これ博多弁? 福岡の人が標準語だと勘違いしがちな方言 12選

博多弁

ずっと標準語だと思っていた言葉が、実は博多弁だったと気づいたときの恥ずかしさたるや。福岡で生まれ育った筆者が、大学進学で初めて福岡を出たとき、「えっ、これも博多弁!?」と驚いた言葉がいくつかある。博多弁は大好きだし、博多弁自体が恥ずかしいわけではないが、博多弁を標準語だと思って県外の人と話をすると、やっぱりちょっと恥ずかしいときがある。そんなわけで、筆者の実体験をベースに、福岡の人が標準語だと勘違いしがちな博多弁を紹介したい。

 

「あーね」

「あー、なるほどね(納得)」「あー、確かにね(同意)」というような意味が基本だが、「へぇ」「ふーん」くらいの軽い相槌としても使える便利な言葉。というより、使っていると意識することさえないのかもしれない。

通じなくて困るタイプの方言ではなく、他県の人にとっても、「そういえばよく“あーね”っていうよね? 口癖?」くらいの認識だったりするので、これが方言だと気がつくチャンスは少ない。

ちなみに、近年ではその使い勝手の良さからか、「女子中高生が使う言葉」として全国区になりつつある側面もある。

 

「ちかっぱ」

「とても」という意味。知っている人からすれば当然博多弁だが、一度も福岡から出たことがない人からすると意外かもしれない。
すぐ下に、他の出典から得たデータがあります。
PR #3515, opened 2019-09-26
Remove remaining eventSource calls in mutations

nick:
Remove validation calls from mutations as they require expensive calls to eventSource

### DIFF
--- a/packages/graphql/src/mutations/marketplace/updateListing.js
+++ b/packages/graphql/src/mutations/marketplace/updateListing.js
@@ -26,15 +26,6 @@ async function updateListing(_, args) {
     'ether'
   )
 
-  // Ensure that the new total units exceeds the sum of units purchased through
-  // all valid offers for this listing. This prevents unitsAvailable from going
-  // negative.
-  const newUnitsTotal = Number(ipfsData.unitsTotal) || 0
-  const listing = await marketplace.eventSource.getListing(listingId)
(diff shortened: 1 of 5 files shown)


packages/graphql/src/mutations/marketplace/updateListing.js
```diff
@@ -26,15 +26,6 @@ async function updateListing(_, args) {
     'ether'
   )
 
-  // Ensure that the new total units exceeds the sum of units purchased through
-  // all valid offers for this listing. This prevents unitsAvailable from going
-  // negative.
-  const newUnitsTotal = Number(ipfsData.unitsTotal) || 0
-  const listing = await marketplace.eventSource.getListing(listingId)
-  if (newUnitsTotal < listing.unitsPending) {
```
mikeshultz: Is not having this validation healthy?  What's the worst case of this check failing?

実は筆者も、大学に進学するまで博多弁だとは知らなかった。「力いっぱい」の省略形だと考えれば、標準語だと勘違いしても不思議ではない(?)。

 

「ならね〜」

標準語なら「じゃあね〜」、関西弁なら「ほなな〜」。別れ際に使う言葉で、「なら!」と言う場合もある。まさか「ならね〜」が、「ほなな〜」の博多版だったとは……。

 

「からう」

カバンなどを「背負う」という意味。あまりにも「からう」という言い方に慣れすぎたせいか、「カバンを背負って…」や「カバンをしょって…」は言いにくくてしかたない。むしろ「からう」を標準語にするべきだとさえ思ってしまう。

 

「はわく」

ほうきなどで「はく」という意味。標準語とあまり変わらないので、使っていても指摘されたり意味が通じなかったりすることが少ない。

 

「なおす」

物を「しまう」「片付ける」という意味。西日本ではわりと通じるが、関東では「修理する」という意味に取られることが多く、「これなおしとって」とお願いすると「どこも壊れてないよ?」と返されることがある。

 

「来る」

博多弁では「今からそっちに行くね」という意味で、「今から来るけん」と言うことがある。実はこれ、英語の「come」も博多弁と同じ使い方をする。さすが国際都市(?)。

「今から来るけん!」
「えっ、誰が?」
「いや俺が!」
「どこに?」
「いやそっちに!!」
「えっ?」
「……えっ?」

 

「かたす」

「仲間に入れる」という意味。これはなかなか通じない。「ん? 片付けるってこと?」と聞かれたりする。

 

「あっている」

「(お祭りなどが)開催されている」「(TV番組などが)放送されている」などの意味。標準語で言えば「やっている」に近い。「今工事があってて…」「昨日◯◯の再放送があってて…」といったような使い方をする。使用頻度はそれほど多くないが、これが博多弁だと気がついていない人は多い。

 

 

「はらかく」

「腹を立てる」「怒る」という意味だが、筆者の印象としては「むすっとして、ふてくされる」というニュアンスに近いかもしれない。「そんな腹かかんでもよかろうもん」というような使い方をする。

 

「なるほどですね」

福岡では、「なるほど」に「ですね」をつけてしまう。そして、何かと語尾に「ですね」を連発する。他県の人もこれが方言だと知らないことが多いため、本人は一生懸命敬語を使っているつもりでも、相手によっては不快に思われたり、怪訝そうな顔をされることがあるので要注意。

 

「離合する」

「車同士が狭い道路ですれ違う」という意味。これも東日本では通じないことが多いが、福岡では方言だと知らずに使っている人が多い。それが方言だと言われても、「じゃあ標準語ではなんて言うと?」「うーん……、すれ違う?」といった感じで、あまり釈然としない。

 

 

ブラックモンブランは全国区?

ブラックモンブラン

ちなみに……。

方言の話ではないが、勘違いつながりの“あるある話”として、ブラックモンブランは全国区だと思っている福岡県民(九州人?)も多い。筆者も初めて知ったときは衝撃だったのを覚えている。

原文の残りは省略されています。